## SOURCE DATA
PR #219, opened 2017-07-19
Add ServiceProvider aware overloads to Configure

couven92:
Provides overloads to the `Configure` methods that do not require an actual `IConfiguration` instance, but accept a delegate that enables `IConfiguration` to be retrieved from the `IServiceProvider` when `IOptions<TOptions>` is requested.

However, this requires `IConfiguration` to be registered in the service container.


couven92:
Alternatively, the configAccessor argument could be changed to a `Func<IServiceProvider, IConfiguration>` delegate instead. This might give people a better idea of what this overload is for, as it would line up with the `AddSingleton` (and related) extension methods.

HaoK:
This should no longer be needed, you should be able to do something similar via the new Configure overload that hangs off OptionsBuilder that accepts generic dependencies, 

see edc21af4166574ecd45d8f8dbd381dfec044f367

## ABOUT THIS EXERCISE
Restate all entries above verbatim.

## TASK SOLUTION
PR #219, opened 2017-07-19
Add ServiceProvider aware overloads to Configure

couven92:
Provides overloads to the `Configure` methods that do not require an actual `IConfiguration` instance, but accept a delegate that enables `IConfiguration` to be retrieved from the `IServiceProvider` when `IOptions<TOptions>` is requested.

However, this requires `IConfiguration` to be registered in the service container.


couven92:
Alternatively, the configAccessor argument could be changed to a `Func<IServiceProvider, IConfiguration>` delegate instead. This might give people a better idea of what this overload is for, as it would line up with the `AddSingleton` (and related) extension methods.

HaoK:
This should no longer be needed, you should be able to do something similar via the new Configure overload that hangs off OptionsBuilder that accepts generic dependencies, 

see edc21af4166574ecd45d8f8dbd381dfec044f367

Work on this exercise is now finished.